While GDPR is supposed to force enterprises to take greater care of the personal data of their clients, there are implications for the development of emerging technologies too. "Artificial Intelligence", the technology making the most buzz these days is about to hit a major blockage named GDPR. Tech companies are amassing large volumes of user data to hone the artificial intelligence algorithms that power their applications and platforms. It has been easier for companies to evade accountability when their practices have pushed them into legally and ethically gray areas until GDPR came into the scene. Now, GDPR has imposed unprecedented restrictions on the collection and handling of user data in the EU region and slap heavy penalties on companies that fail to comply. Let's see how it is going to impact the rapid pace of development of Artificial Intelligence.
Machine learning – the core pillar of Artificial Intelligence, involves complex algorithms that progressively improve themselves by feasting on data. The more data they consume, the better they get at spotting patterns. The data are being processed and they produce an insight for a human or another machine to take action on. There are a few key areas in the new GDPR regulation that might impact AI most of all, including consent and permission to use data, understanding how the data is being processed and the right to be forgotten. Consent and permission to use data are complicated because, under the GDPR, organizations need to obtain permission from the user to capture data for specific use cases only. Previously, companies were required to receive only a vague consent from users to collect all sorts of data. Under GDPR, companies will have to reveal the full scope of information they collect, protect and prevent unnecessary access. The AI companies need to be more meticulous about the data they collect, process and share.
Under GDPR, the individual has the right to demand that a company erase all their data from its servers. Now AI companies will face a big issue here as they have a vested interest in consuming as much data as possible to perform tasks such as predicting trends and user behavior. Erasing data can be a daunting task to perform manually when it is scattered across different servers and stored in different structures and unstructured formats. If an organization wants to re-use data for another purpose not outlined in the original consent, they may need to go back and ask for an increased level of permission, this process can prove to be costly, and time-consuming that could impact innovation. GDPR will also raise the cost of human mistakes in handling data and the irony is AI itself can be the solution in this regard.
The ‘Right to Explanation' under GDPR states that companies must notify users about how their data will be processed. This basically means that users must know when they're being directly or indirectly subject to AI algorithms and should be able to challenge the decisions those algorithms make and request proof of how the conclusion was derived. Organizations will have to be much more aware of the algorithms and how they operate inside the organization and they are bound to explain to the users, whose data they have collected, what the algorithms are doing, how they would work, and how the result would be used as well. Now, GDPR will hold AI companies to account for the decisions their algorithms make. So, if machine learning algorithms are used to do the processing, it must be designed in a way that enables companies to explain the decisions they make on its behalf. This will be one of the biggest challenges that the AI industry will face.
GDPR is going to be a nightmare for organizations that make their data available to third parties. The Cambridge Analytica scandal is still fresh in people's mind. The social media giant failed to prevent the data mining firm from collecting and abusing the data of 87 million users. But GDPR will also have implications for companies that outsource their AI functionalities and make their data available to AI providers. Now, the businesses need to seek out AI providers who believe in owning the algorithms and not the data. If personal data is used to make automated decisions about people then it must be able to explain the logic behind the decision-making process.
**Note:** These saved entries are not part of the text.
Issue #819, opened 2018-05-01
Status/future of CSRMC drivers


jtkrogel:
I noticed that the following files are not integrated with the mainline distribution in any way:
```
QMCDrivers/CorrelatedSampling/CSRMC.h
QMCDrivers/CorrelatedSampling/CSRMCUpdateAll.h
QMCDrivers/CorrelatedSampling/CSRMCUpdatePbyP.h
```

Are there any plans for these files?  If there are then we should keep them and otherwise remove them.

rcclay:
We should remove them.  They'll be added if/when they are implemented.

jtkrogel:
OK, will remove.

jtkrogel:
Resolved by #949

PR #949, opened 2018-08-01
Remove CSRMC files

jtkrogel:
Remove the correlated sampling reptation drivers per discussion with @rcclay in #819.


markdewing:
okay to test

PR #953, opened 2018-08-02
Fix BG/Q unit tests

### LINKED ISSUE #941: Unit test failing on BGQ
From last night,
test_unit_spline2 fails with mixed precision build and hangs with full precision build.
https://cdash.qmcpack.org/CDash/testDetails.php?test=2803958&build=26247
test_particle has kc = nan
https://cdash.qmcpack.org/CDash/testDetails.php?test=2803962&build=26247

markdewing:
For the particle test, choose better box vectors.  The previous vectors caused a condition where the real space cutoff became zero, and the inverse cutoff was inf.

For the spline test, the number of splines needs to be a multiple of 4 to ensure the alignment is correct in the BG/Q version of the spline evaluation code.
Also adjust the indexing on gradients and hessians to match how these are written in the evaluation code.

Increase the space for the laplacian - it needs 3 components during evaluation, even though only the first is used in the output.  This was found from running through valgrind.

Fixes #941


prckent:
How do we guarantee memory alignment in production runs on BG/Q and ensure multiples of 4 splines? Are we missing some assertions?

ye-luo:
It seems like spline2 can take any number of splines but actually it has many assumptions.
1. The spline coefficients must be aligned and of course num_spline padded.
2. The result vectors must be aligned and also have last dimension padded.
Since the result vectors are just internal storage, everything is taken care in SplineAdoptors. This requirement is only local and not propagated to up levels.

ye-luo:
@prckent I prefer to do the update separately. @markdewing still needs to check BGQ and update his genration script. I was not touching the generating but directly modifying the generated script.

markdewing:
I checked on BG/Q and it passes

PR #955, opened 2018-08-03
Change BG/Q toolchain so cmake need only run once.

markdewing:
Put CMAKE_*_FLAGS variables in the cache so they are available immediately to the restof the CMake scripts.

See
https://stackoverflow.com/questions/11423313/cmake-cross-compiling-c-flags-from-toolchain-file-ignored
for more information


ye-luo:
Do not update branch.

ye-luo:
Done.

PR #956, opened 2018-08-06
3D Ewald Breakup Scheme

rcclay:
This implements necessary functions for computation of long range sums via the Ewald method in 3D.  Purpose is to serve as a reference for debugging Natoli & Esler optimized breakup schemes for forces and stresses.  This currently works with energies and forces for **all-electron calculations**--the local channel in pseudopotential calculations is not handled correctly. Code exists for computing stresses, but that should be considered experimental until I can test more fully.

### DIFF
--- a/src/CMakeLists.txt
+++ b/src/CMakeLists.txt
@@ -232,6 +232,7 @@ ENDIF()
     LongRange/LPQHIBasis.cpp
     LongRange/LPQHISRCoulombBasis.cpp
     LongRange/EwaldHandler.cpp
+    #LongRange/EwaldHandler3D.cpp
     LongRange/LRCoulombSingleton.cpp
     )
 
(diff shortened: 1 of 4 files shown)


markdewing:
okay to test

markdewing:
It would good to add unit tests or hook this code into the existing unit tests - src/QMCHamiltonians/test/test_coulomb_pbcAA.cpp and test_coulomb_pbcAB.cpp

rcclay:
That's a good idea.  I'll see what I can do tomorrow.

ye-luo:
Just to help us understand the current situation.
Is LongRange/EwaldHandler.cpp the current one in use?
What is the difference comparing it with the one you added?

The added code seems not connected to the main code. It may break without notice when we modify the codes. If we don't want it to be directly connected, connecting it via unit test is a good idea.

rcclay:
@ye-luo EwaldHandler.cpp is what already exists, appears to be for quasi periodic boundary conditions, I don't think it actually does the 3D bulk ewald breakup.  Also, in line with yours and Mark's suggestions, I added unit tests for both energy and force evaluations using EwaldHandler3D.

rcclay:
What's the error?  I can't access the build system logs.

markdewing:
It should send you email with the failed log.   I think it's a unit test failure, which the logs don't give output for.

rcclay:
Ah.  I got it.  That unit test failure is mighty laconic.

rcclay:
OK!  Unit tests fixed, everything is passing, and I've reverted the changes to the Rhea build script.

PR #959, opened 2018-08-08
Reduce SPOSet::evaluateX interfaces

ye-luo:


PDoakORNL:
I see new test failures on OSX with AoS CPU but not with SOA GPU on oxygen. Stay tuned.

ye-luo:
unit_test_hamiltonian failing is unrelated. I added an issue.

PDoakORNL:
Both OSX test failures are regressions from before this PR.

PDoakORNL:
I will now be out till early afternoon. At which point I'll continue, someone is welcome to take over if they have time.

ye-luo:
Although the OSX problem may surface some hidden issue, I don't want it to slow down other activities in general and we can put it aside.

PR #1108, opened 2018-10-12
Reroute Linear Method Middle Shift Output

LeonOtis:
@ye-luo A few lines are added to ensure separate output files are produced for the statistics from the middle shift of the adaptive three shift version of the linear method. Unnecessary uses of 'this->' have also been removed.


prckent:
OK to test

ye-luo:
@LeonOtis Does "ctest -R adaptive" pass?

LeonOtis:
@ye-luo Yes, all four tests from 'ctest -R adaptive' pass.

prckent:
Thanks Leon

PR #1109, opened 2018-10-12
Nexus: small fix to gaussian process code

jtkrogel:
Quick fix to read array dimension.  Before re-wrapping this code as a Nexus module, the variable "d" was obtained unintentionally from the global namespace.


markdewing:
okay to test

markdewing:
Putting a promo for static analysis: pyflakes would catch this.

PR #1110, opened 2018-10-15
Performance test input files for CPU J3 and GPU are generated

ye-luo:
We had CPU, CPU-J3, GPU input files for NiO. The only difference between these sets is just a bit input tag change. I created adjust_qmcpack_input.py script for adjusting input files. Now CPU J3 and GPU input files are derived from CPU input files. The generated files are slightly different from the original ones by sorting the attributes. 96 and 192 atom cells are added to have finer granularity.

This addresses #1111

Thank @markdewing for providing me the initial python script.


tests/performance/adjust_qmcpack_input.py
```diff
@@ -0,0 +1,103 @@
...
+    j3_tree = ET.parse(args.J123)
+    change_jastrow(tree, j3_tree)
+
+  if args.walker:
+    change_number_of_walkers(tree,args.walker)
+
+  if args.output:
+    tree.write(args.output)
+  else:
+    tree.write(fname_in)
```
markdewing: rewriting the input file by default makes me nervous - too easy to mess up something.
clang-format uses the '-i' option to specify in-place editing.

prckent:
Please document and discuss the perceived problems with the current setup in an issue. If the results of the discussion and that this is the best way forward, reopen the PR. We have many of examples of people (non-experts) needing to run the inputs directly and without any additional complications.

PR #1112, opened 2018-10-15
Nexus: enable rsync for Quantum Package

jtkrogel:
Enable rsync between subsequent QM Package runs performed in different directories.

Also include updates to the input spec to allow dft input and revert automatic writes of integrals back to user control.

PR #1113, opened 2018-10-16
Nexus: enable QM Package restart for selected CI

jtkrogel:
Add input variable "converge_dets" to enable auto restart of selected CI runs that have not reached the target number of determinants.

This PR follows (depends on) #1112.


jtkrogel:
NB: I will soon have another small PR that depends on this one.  I am planning to submit it just like this one, but I am open to suggestions if chained PR's are somehow undesirable.

ye-luo:
Okay to test

PR #1114, opened 2018-10-16
Nexus: add failure check to QM Package SCF runs

jtkrogel:
This PR depends on #1113.

SCF runs are now checked for successful completion.  In the event that failure is detected, execution of all dependent runs is blocked.

Also add a small fix for writes of floating point values.


ye-luo:
Okay to test

PR #1116, opened 2018-10-17
Cuda type aliases

PDoakORNL:
I have removed the CUDA typdefs from the class hierarchy.  They are now provided via using a templated on Precision CUDATypeAliases class. This is a simple refactor meaning the code has been rearranged but there is no change in its behavior.  This supports work for refactoring the CUDA and supporting batched algorithms. Due to the lack of encapsulation of the CUDA functionality many files were touched, but in a repetitive mechanical fashion.


PDoakORNL:
test this please

PDoakORNL:
Shorten to CUDATypes?
CUDA_PRECISION_FULL and CUDA_PRECISION still occur here and there in the code I will see if they can be excised. In certain cases CUDA_PRECISION_FULL seems to be used to get full precision regardless of what CUDA_PRECISION is set as.
CUDATypeAliases should ultimately not be visible to anything but the CUDA implementation files so it should not be in the included everywhere "Configuration.h"

PDoakORNL:
```C++
template class<ST, VT, DIM>
class CUDADevice{
using CTA = CUDATemplateAliases<ST, VT, DIM>
//CTA::GradType can be used generically.
}
```

ye-luo:
The whole code is rewritten largely without specialization for complex.
The CPU drivers managed to have no ifdef but the CUDA drivers are ugly with ifdef. This needs to be improved.

ye-luo:
Okay to test

ye-luo:
The CI failure is caused by the GPU AoS build.

ye-luo:
After digging into the code, there is till a long way to have a consistent precision definition even just the CUDA part. Currently, everyone is grabbing the global definition. In principle, the datatype consistency in the APIs needs to be enforced via inheritance while local datatype can be kept flexible.

PDoakORNL:
I don't think inheritance is a good way to enforce this. I'd prefer matching template parameters or they use a global types object. There are too many layers including MI and simply getting the type through inheritance is too vague. It should be crystal clear which RealType or whatever you are using.

For this I prefer to see something like
`using CTS = CUDAGlobalTypes;`
then CTS::RealType instead of CudaRealType or RealType

or 
using QTS = QMCGlobalTypes;
QTS::RealType instead of RealType where you have gotten it from somewhere in your large MI inheritance tree.

Additionally this allows a class template like this
template<P, V> // P=precisionType, V=valueType
```C++
class Whatever
{
using QTS = QMCTypes<P, V>
...
}
```
This allows generation of however many template classes you need
in the executable.
i.e. in the actual code there is object code
Whatever<double, double>
Whatever<double,std::complex<double>>
Whatever<single>
Whatever<single, std::complex<single>>
And this are distinct types.

One can write another class template like
```C++
template<P, V>
class UsesWhatever
{
using QTS = QMCTypes<P,V>
Whatever<P,V>* myWhatever;
void setWhatever(Whatever<P,V>*);
QTS::ValueType* evalSomething(ParticleSet& P, ...);
}
```

ye-luo:
ValueType is a type defined in real when building real or complex when building complex.
This is a restriction to developers and we don't give full freedom.
This convention was used throughout the code and works very clean.
When something is created not following this convention, using a different name to avoid confusion.
My observation in the past shows violating this convention creates a lot of duplicated codes and ifdefs.

PDoakORNL:
As I've pointed out many times existing code is welcome to use the 
CUDAGlobalTypes
Which creates things like
```
class CUDAWhatever 
{
using CTS = CUDAGlobalTypes;
//lets you do what you did before i.e. in pseudo code
QMC_COMPLEX ? CTS::ValueType = std::complex<RealType> : CTS::ValueType = RealType; 
...
};
```
i.e. a CUDAWhatever that could have complex Values or not depending on a particular compile.
In my code in the future I would far prefer to see an object type of
`CUDAWhatever<SINGLE, std::complex<SINGLE>,BATCHED>` in my debugger
And if I was dealing with several at once:
```C++
CUDAWhatever<SINGLE,std::complex<SINGLE>,BATCHED>
CUDAWhatever<SINGLE,SINGLE,MANAGED>
//vs
CUDAWhateverManaged<SINGLE>
CUDAWhateverBatchedComplex<SINGLE>
```
I will fix GPU AoS but lets remember the point is to get rid of it not to degrade design to support it easily.

ye-luo:
User class has freedom to create its own dedicated types while the QMCTypes impose certain restrictions. If your class design in practice shows having template argument is very necessary and helpful in QMCTypes, we will just adopt it.
If possible(seem highly), complex specialization should be avoided.
If you can do the following in a single compilation,
CUDAWhatever<float,std::complex<float>,BATCHED>
CUDAWhatever<float,float,MANAGED>
your second template type must be very local.
After your development, you can just put in the production code.
CUDAWhatever<CTA::RealType,CAT::ValueType,BATCHED>
Anyway, this is for discussion in the future when you show the code.
Please fix the AoS and the we will merge.

ye-luo:
Test this please

PDoakORNL:
AoS Jastrows have some inconsistent naming, the good news is that every rename refactor makes the code more consistent so changing the name again is easier :wink:

Issue #962, opened 2018-08-09
utils directory needs cleaning


jtkrogel:
The utils directory has a large number of scripts and it is unclear which are currently in use.

Here is the current set of scripts:
```
bgrunjobhelper.sh     DMCEnergy.py         OptProgress.pl    PlotTwists.pl
check_input.py        energy.pl            PlotBsplConv.pl   setup-qmc-conf.pl
check_qmcsystem.py    Energy.py            PlotDMC.pl        setup-qmc.pl
check_scalars.py      Forces.py            PlotDMC.py        single_stat.perl
clean_and_link_h5.sh  FWforces.py          plot_fsatom.py    test_import.py
ConfigureScripts.pl   generate.py          PlotTstepConv.pl  TwistAvg.pl
cuspcorrection.py     getBestSupercell.pl  PlotTwistConv.pl
```

Please comment here if you use (or know of the use of) one of these scripts.  Unchampioned scripts will be flagged for removal.

Check the box next to any script below if it is in active use (bonus: add a parenthetical comment to describe its use):
- [X] bgrunjobhelper.sh (used by config/BGQ_Clang++11_ToolChain.cmake to set MPI NUMPROC)
- [ ] check_input.py
- [ ] check_qmcsystem.py
- [X] clean_and_link_h5.sh (used in CMake/run_qe.cmake as part of QE testing)
- [x] ConfigureScripts.pl (update paths to the external tools inside perl scripts)
- [ ] cuspcorrection.py
- [ ] DMCEnergy.py
- [x] energy.pl
- [ ] Energy.py
- [ ] Forces.py
- [ ] FWforces.py
- [ ] generate.py
- [ ] getBestSupercell.pl
- [x] OptProgress.pl
- [ ] PlotBsplConv.pl
- [x] PlotDMC.pl
- [ ] PlotDMC.py
- [ ] plot_fsatom.py
- [ ] PlotTstepConv.pl
- [ ] PlotTwistConv.pl
- [ ] PlotTwists.pl
- [x] setup-qmc-conf.pl
- [x] setup-qmc.pl
- [ ] single_stat.perl
- [x] test_import.py (used by test system, needs to be moved to tests/scripts)
- [x] TwistAvg.pl

jtkrogel:
test_import.py and check_scalars.py are in active use by the testing system.

jtkrogel:
@lshulen are you still using any of the perl/python data analysis scripts here?  

[...]

PR #1120, opened 2018-10-23
Clean up utils directory

jtkrogel:
Remove old utility scripts that are no longer in use.

Addresses #962.


ye-luo:
Just realized that utils/ConfigureScripts.pl is still needed.

jtkrogel:
Restored.

ye-luo:
Okay to test

ye-luo:
Since the CI will not be back until Thur, I will not approve at the moment and let people figure out if there is anything in two days.

PR #1123, opened 2018-10-24
Nexus: enable gamess orbital dependency for quantum package

jtkrogel:
The PR allows Quantum Package runs to depend on GAMESS runs for orbitals.  This means GAMESS can be used for its superior Hartree-Fock convergence properties to kick-start Quantum Package calculations.

Using the dependency looks like this:
```
gms = generate_gamess(
    ...
    )

qp = generate_quantum_package(
    ...
    dependencies = (gms,'orbitals'),
    )
```


ye-luo:
Okay to test

Issue #832, opened 2018-05-03
Update minimum CMake version from 2.8.10


markdewing:
There is a tension with the minimum CMake version required - supporting older versions makes it easier for users, but moving to newer versions makes life easier for developers. 
 This issue is to gather some information on what versions would help developers, and which versions are easily accessible on various platforms.

The current minimum required is 2.8.10, with some additional unit tests enabled for versions > 2.8.11

CMake 3.1 introduces the CMAKE_CXX_STANDARD and CMAKE_CXX_STANDARD_REQUIRED, which should set the flags on the compilers properly, and the existing c++11 flag checking could be removed.

A more modern approach to CMake organization uses target_* commands.  The target_source command was added in CMake 3.1.  I don't know if there are subsequent additions in later CMake versions to better support this style of organization.

prckent:
Someone using creaky machines will have to admit their minimum (maximum?) CMake version. CMake is generally trivial to install, so I am happy to move to (say) 3.1. As with (say) our QE support it would be good to define a policy if possible.

prckent:
No replies yet. Seems like it would be safe to require cmake 3. Package managers have it and the HPC centers have it....

prckent:
We have been using 3.6.3 on oxygen since 9/2016. Unless anyone chirps up by the 9th, when this issue will have been up for a week, lets make 3.6.0 the minimum version.

ye-luo:
ALCF Mira has 3.8.1 and Theta has 3.9.1.

PR #1124, opened 2018-10-24
Update minimum CMake version to 3.6

markdewing:
Implements #832 

Switches to the CMake method of specifying the C++11 flags.
Version checks for older CMake's are removed.

The manual is also updated.

### DIFF
--- a/CMakeLists.txt
+++ b/CMakeLists.txt
@@ -5,6 +5,15 @@ PROJECT(qmcpack)
 CMAKE_MINIMUM_REQUIRED(VERSION 3.6.0)
 IF(COMMAND cmake_policy)
   cmake_policy(SET CMP0003 NEW)
+  IF (COMPILING_ON_BGQ)
+    # On BG/Q, the HDF libraries variable includes some supporting shared libraries
+    # such as libm.so.  With the old behavior of CMP0060, these were converted
+    # to -lm for the linker, which then correctly selects the static version.
+    # With the new behavior of CMP0060, the form of the libraries are left alone
+    # on the link line (eg. /usr/lib64/libm.so), and this causes a linker error
+    # because shared libraries are not allowed with static linking.
+    cmake_policy(SET CMP0060 OLD)
+  ENDIF()
   IF(NOT $ENV{CRAYPE_VERSION} MATCHES ".")
     cmake_policy(SET CMP0056 NEW)
     # This policy insures that the CMAKE_EXE_LINKER_FLAGS of the calling project
--- a/CMakeLists.txt
+++ b/CMakeLists.txt
@@ -2,15 +2,15 @@ PROJECT(qmcpack)
 
 
 #####################################################
-CMAKE_MINIMUM_REQUIRED(VERSION 2.8.10)
+CMAKE_MINIMUM_REQUIRED(VERSION 3.6.0)
 IF(COMMAND cmake_policy)
   cmake_policy(SET CMP0003 NEW)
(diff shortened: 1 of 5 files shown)


manual/installation.tex
```diff
@@ -668,6 +676,7 @@ \subsection{Installing on ALCF Theta, Cray XC40}
 \verbatimfont{\footnotesize}%
 \begin{verbatim}
 export CRAYPE_LINK_TYPE=dynamic
+module load cmake/3.9.1
```
ye-luo: Please use cmake/3.11.4
3.9.1 doesn't pick up the parallel hdf5 correctly.

config/BGQ_Clang++11_ToolChain.cmake
```diff
@@ -1,6 +1,8 @@
 set(CMAKE_C_COMPILER mpiclang) 
 set(CMAKE_CXX_COMPILER mpiclang++11)
 
+set(COMPILING_ON_BGQ TRUE)
```
ye-luo: You probably has checked. This doesn't need to be cached, right? I mean only need 1 cmake.

markdewing: The toolchain file gets called many times, including before the regular CMakeLists.txt is processed.  I don't think this needs to be cached.

CMakeLists.txt
```diff
@@ -2,15 +2,24 @@ PROJECT(qmcpack)
 
 
 #####################################################
-CMAKE_MINIMUM_REQUIRED(VERSION 2.8.10)
+CMAKE_MINIMUM_REQUIRED(VERSION 3.6.0)
 IF(COMMAND cmake_policy)
   cmake_policy(SET CMP0003 NEW)
-  IF(CMAKE_VERSION VERSION_GREATER 3.1.3 AND NOT $ENV{CRAYPE_VERSION} MATCHES ".")
+  IF (COMPILING_ON_BGQ)
```
ye-luo: Is it because of HDF5_USE_STATIC_LIBRARIES?

markdewing: Yes.

ye-luo: Is it possible to put an if around HDF5_USE_STATIC_LIBRARIES=off instead of changing the policy.

markdewing: The HDF5_USE_STATIC_LIBRARIES flag seems to have no effect on BG/Q - the list of libraries is the same.
HDF libraries =
/soft/libraries/hdf5/current/cnk-gcc/current/lib/libhdf5.a;/soft/libraries/alcf/current/gcc/ZLIB/lib/libz.a;/usr/lib64/libdl.so;/usr/lib64/libm.so

ye-luo: I see. I think CMake is doing right because HDF5_USE_STATIC_LIBRARIES only means HDF5  is static but the overall linking is still dynamic by default.

markdewing:
test this please

manual/installation.tex
```diff
@@ -876,30 +886,34 @@ \subsection{Installing on NERSC Cori, Xeon Phi KNL partition, Cray XC40}
...
 \end{verbatim}
 
-When the above was tested on 29 August 2017, the following module and
+When the above was tested on 24 October 2018, the following module and
 software versions were present:
 
 \verbatimfont{\footnotesize}
 \begin{verbatim}
-build_cori_knl> module list
+build_core_knl> module list
```
ye-luo: Typo here.

PR #1129, opened 2018-10-26
Reorder splines for simpler parallel construction

ye-luo:
In the C2R case, the splines are reordered based on whether one or two orbitals are generated.
When the splines are constructed in parallel over MPI, the construction uses the old older reading from h5 and then dump the splines into memory with the new order. This makes the the communication at the end of the parallel construction very complicated.
In this PR enables parallel construction directly in the new order and then all the communication part becomes simple and the lines of code reduce.

### DIFF
--- a/src/QMCWaveFunctions/BsplineFactory/SplineAdoptorReaderP.h
+++ b/src/QMCWaveFunctions/BsplineFactory/SplineAdoptorReaderP.h
@@ -297,20 +297,21 @@ struct SplineAdoptorReader: public BsplineReaderBase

Article 22 of GDPR prescribes that AI cannot be used as the sole decision maker in choices that have legal or similarly significant effects on users. GDPR requires companies to manually review decisions made by AI algorithms. This, of course, would raise the labor cost. Data are pooled together to train an AI algorithm. The new regulation will not only challenge the current practices and habits that AI companies have adopted but force them to find new ways to innovate maintaining the ethical standards and privacy. If the enforcers of GDPR decide that the company must erase the effect of a unit of data on the AI model in addition to deleting the data, companies using AI must find ways to granularly explain how a model works and fine-tune the model to "forget" that data in question. Leading AI researchers are working to enable model explainability and tunability. The GDPR deletion mandate could accelerate progress in these areas. The only way out is building trust with the consumers instead of sneakily capture customer information. Improved data infrastructure will have enabled early AI applications to demonstrate their value, encouraging customers to voluntarily share their data.